Veelgestelde vragen
Hieronder beantwoorden we de veelgestelde vragen. Voor de volledige tekst, inclusief bronnen en voetnoten, kun je de FAQ downloaden.
Huidige wetgeving
Het Wetboek van Strafrecht kent twee artikelen die belangrijk zijn als het over abortus gaat: artikel 296 en artikel 82a.
Arikel 296 stelt dat abortus strafbaar is. Het vijfde onderdeel (lid) van dit artikel geeft de uitzondering aan: een arts is niet strafbaar als deze de behandeling verricht in een kliniek of in een ziekenhuis met een vergunning volgens de abortuswet.
Artikel 82a stelt: ‘Onder een ander, of een kind bij of kort na de geboorte, van het leven beroven wordt begrepen: het doden van een vrucht die naar redelijkerwijs verwacht mag worden in staat is buiten het moederlichaam in leven te blijven.’ Hiermee wordt bedoeld dat het een misdrijf is om een zwangerschap af te breken na de grens van levensvatbaarheid.

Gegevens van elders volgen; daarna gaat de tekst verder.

PR #174, opened 2026-01-05
fix: remove chunked writing that breaks ANSI escape sequences

ms2sato:
## Summary
- Remove `writeInChunks` function that was splitting terminal history by lines and writing in chunks
- This chunking broke ANSI escape sequences like `\x1b[1A` (cursor up) and `\x1b[2K` (clear line) that operate across chunk boundaries
- Result: terminal history restoration now correctly processes escape sequences, fixing duplicate line display issue

## Problem
When restoring large terminal history from server files, lines that should be overwritten (e.g., progress indicators like "Ideating...") were displayed multiple times instead of being properly updated in place.

## Root Cause
The `writeInChunks` function split data by `\n` and wrote each chunk separately. ANSI escape sequences that move the cursor up (`\x1b[1A`) or clear lines (`\x1b[2K`) only work within their chunk, not across chunk boundaries.

## Solution
Remove chunked writing and use direct `terminal.write(data)`. xterm.js internally handles buffering, so this is safe for any data size. Users will simply wait for the write to complete.

## Test plan
- [x] TypeScript type check passes
- [x] All tests pass
- [ ] Manual verification: reload a session with large history containing progress indicators

## Summary by CodeRabbit

* **Refactor**
  * Reworked terminal history writing to use a safer, full-history writer for large outputs, improving reliability and throughput.
  * Simplified history restore flow to ensure consistent replay after reloads.

* **Bug Fix**
  * Prevented fragmentation of ANSI control sequences during large writes, preserving colors and terminal behavior.

* **Tests**
  * Added comprehensive tests validating chunked-writing safety and full-history restore behavior.

<sub>✏️ Tip: You can customize this high-level summary in your review settings.</sub>

### DIFF
--- a/packages/client/src/components/Terminal.tsx
+++ b/packages/client/src/components/Terminal.tsx
@@ -7,6 +7,7 @@ import '@xterm/xterm/css/xterm.css';
 import { useTerminalWebSocket, type WorkerError } from '../hooks/useTerminalWebSocket';
 import { clearVisibilityTracking, requestHistory } from '../lib/worker-websocket.js';
 import { isScrolledToBottom } from '../lib/terminal-utils.js';
+import { writeFullHistory } from '../lib/terminal-chunk-writer.js';
 import { saveTerminalState, loadTerminalState } from '../lib/terminal-state-cache.js';
 import type { AgentActivityState } from '@agent-console/shared';
 import { ChevronDownIcon } from './Icons';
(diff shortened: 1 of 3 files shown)


ms2sato:
Addressed CodeRabbit review in 6305520:

- Added `findSafeSplitPoint()`: Detects and avoids breaking ANSI CSI sequences at chunk boundaries
- Added `writeDataInChunks()`: Uses backpressure (waits for terminal.write callback) between chunks
- Default 100KB chunk size balances performance with xterm.js limits
- Small data (<100KB) bypasses chunking for efficiency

Abortus wordt, in tegenstelling tot andere zorg, in aparte wetten geregeld. Dit zijn de strafwet (het Wetboek van Strafrecht, WvSr) en de abortuswet (Wet afbreking zwangerschap, Wafz). In het Wetboek van Strafrecht staat dat abortus een misdrijf is en een arts dus strafbaar, tenzij een abortusbehandeling plaatsvindt in een kliniek of in een ziekenhuis met een vergunning.
Daarnaast is er nog het Besluit afbreking zwangerschap (Bafz). Hierin wordt aangegeven hoe de abortuswet in de praktijk moet worden uitgevoerd. En tot slot is er de regeling Late Zwangerschapsafbreking (LZA). Deze regeling ziet toe op afbrekingen na 24 weken.
Huidige abortushulpverlening
De Inspectie Gezondheid en Jeugd (IGJ) publiceert elk jaar gegevens over abortus. In 2021 vond 65% van de abortussen plaats in de eerste 8 weken, 85% voor 13 weken zwangerschap. 15% van de afbrekingen vond plaats na 13 weken. In deze laatste categorie bevinden zich voor een deel afbrekingen in verband met aangeboren afwijkingen of aandoeningen van de foetus.
Iedereen met een baarmoeder die vruchtbaar is kan ongepland zwanger worden en kiezen voor een abortus. Ook een afwijking bij de foetus kan iedereen overkomen.
De redenen om een abortus te doen zijn uiteenlopend. Sociale indicatie betekent dat de zwangerschap niet gewenst is, om welke reden dan ook. Medische indicatie betekent dat er een afwijking is gevonden bij de foetus of dat de gezondheid van de moeder ernstig bedreigd wordt door de zwangerschap.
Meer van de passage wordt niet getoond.